Bring your gun and shells, I'll get you on them. You can use my decoys. When the time comes just ask where.


----------



## D&amp;D (Sep 14, 2005)

Our early wood duck/teal season was last week (13th-17th). My wife and I were out in the kayak the weekend before the opener (she didn't realize we were scouting!) and went into a small slough that I hunted many years ago. It hasn't held birds recently, but man did it ever this year. We sat there right before sunset and watched two good-sized flocks of blue wings come in along with more woodies than I could count. Needless to say, I limited the first morning in about two minutes. No teal that morning, but I went back Monday afternoon and got two more woodies and a blue wing drake.

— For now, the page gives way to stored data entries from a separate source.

Issue #3596, opened 2025-08-26
Add a guard to prevent the tracker from being run multiple times


revosw:
### Describe the feature or enhancement

Currently, TanStack Start has a problem with [the same script tag being injected multiple times](https://github.com/TanStack/router/issues/4585#issuecomment-3186158579). What I'm thinking is that for making the tracker script more fault tolerant, you could add a guard to make sure no matter how many times the script is imported in `<head>`, it's only ran once. I'm not sure if there is a use case for the tracker script to run more than once.

revosw:
TanStack Start no longer has a problem with script tags being injected multiple times, but leaving the issue open and leaving it up to maintainers to take a stance

franciscao633:
Really low priority as the developer should really have control over what scripts are in the ```<head>```section. There is a use case to attach multiple scripts with different configs, but its really rare. We have no plans to implement this at this time.

PR #3606, opened 2025-09-04
fix(tracker): prevent multiple initialization when script injected more than once

fauzora:
Issue #3596

## Problem
When the Umami tracker script is injected more than once (e.g. by frameworks that
re-render <head>, such as TanStack Start), the tracker is initialized multiple times,
causing duplicate pageview/event tracking

## Solution
Add a global guard (`window.__umami_tracker_loaded`) at the top of the tracker script


mikecao:
Couldn't you just check for window.umami?

Nut-Chew:
> Couldn't you just check for window.umami?

checking window.umami is indeed more straightforward actually.
but I used `__umami_tracker_loaded` on beginning of script to follow the same pattern as GA4, where they rely on `window.dataLayer = window.dataLayer || []` instead of checking `window.gtag`. 

if two async scripts are loaded at the same time, there is a possibility where both script could pass `window.umami` before its assigned, leading to duplicate initialization. With my solution, i hope we can avoid that edge case and make the guard more robust, even though its rare in real practice.

mikecao (approved):

PR #3609, opened 2025-09-04
fix: wrong stats on event page

basbroek:
## Problem
The numbers for Views, Visitors and Visits on the Events and Sessions page are different from those on the Overview page.

## Root Cause
On the Events and Sessions page all website_event are counted, both  pageViews and customEvents. So if in 1 session 1 user visits 1 page and triggers on that page 1 event, 2 views are counted. See image below.

## Solution
Ignore customEvents when calculating pageviews, visitors and visits.

## Example
umami-wrong-stats

### DIFF
--- a/src/queries/sql/sessions/getWebsiteSessionStats.ts
+++ b/src/queries/sql/sessions/getWebsiteSessionStats.ts
@@ -29,11 +29,11 @@ async function relationalQuery(
   return rawQuery(
     `
     select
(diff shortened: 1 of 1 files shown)


basbroek:
I'm not able to check the ClickHouse implementation so please pay extra attention to those lines in review.

mikecao:
Closing old PRs since v3. There are many more event types we need to account for.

We're blessed with plenty of woodies down here, so if any of you guys ever come to southeast TN, just give me buzz. They're a blast to hunt and can make even the best wingshooter look silly!


----------



## Sd snow goose killer (Jan 20, 2007)

I noticed about 500 wooducks in a wheat field last week and i got to looking with the binocs and they were all drakes.. i thought that was pretty weird.
Must be some sort of migration because now they are all gone. i was hoping they would be around next weekend when seoson opens but i guess that changed.


----------



## buckseye (Dec 8, 2003)

There was a taxidermist on here a couple weeks ago said waterfowl shot in the fall was not worth mounting. There is no spring season when they are at their prime, how is a person supposed to get a decent wood duck mount legally?


----------



## blhunter3 (May 5, 2007)

We shot one last year in mid October and the taxidermist said it was just fine. I think that the taxiderist said that some birds you can mount early but not all of them


----------



## D&amp;D (Sep 14, 2005)

That theory shouldn't apply to woodies. All four drakes I took last week were in full color and any would have made a nice mount.


----------



## buckseye (Dec 8, 2003)

I honestly didn't and still don't think it was correct info from the taxidermist in the first place. Sure if the bird is immature there will be some issues but an adult bird should be good by early fall.


----------



## Methuselah (Sep 5, 2008)

Nothin like seeing a pile of big drake woods! I was fortunate enough to get a super mature drake woody last year. When I brought it into my taxidermist he said he usualy doesn't do ducks but after he looked at this one he said he would because it was the nices woody he had ever seen. It was late November up in northern MN when I shot it. There was even ice along the edges of the pond. Never seen a woody that late in the year. Ever.


----------



## the professor (Oct 13, 2006)

the area i grew up in and still hunt quite often is producing more and more wood ducks each year. last year early goose season, we had hundreds of wood ducks pouring off their roost into the cut corn we were hunting. ive never had ducks come to a field during early goose before, none the less all wood ducks! i will be specifically targeting a few wood duck haunts next weekend for minnesota opener on my never ending quest to put two drakes on the wall.


----------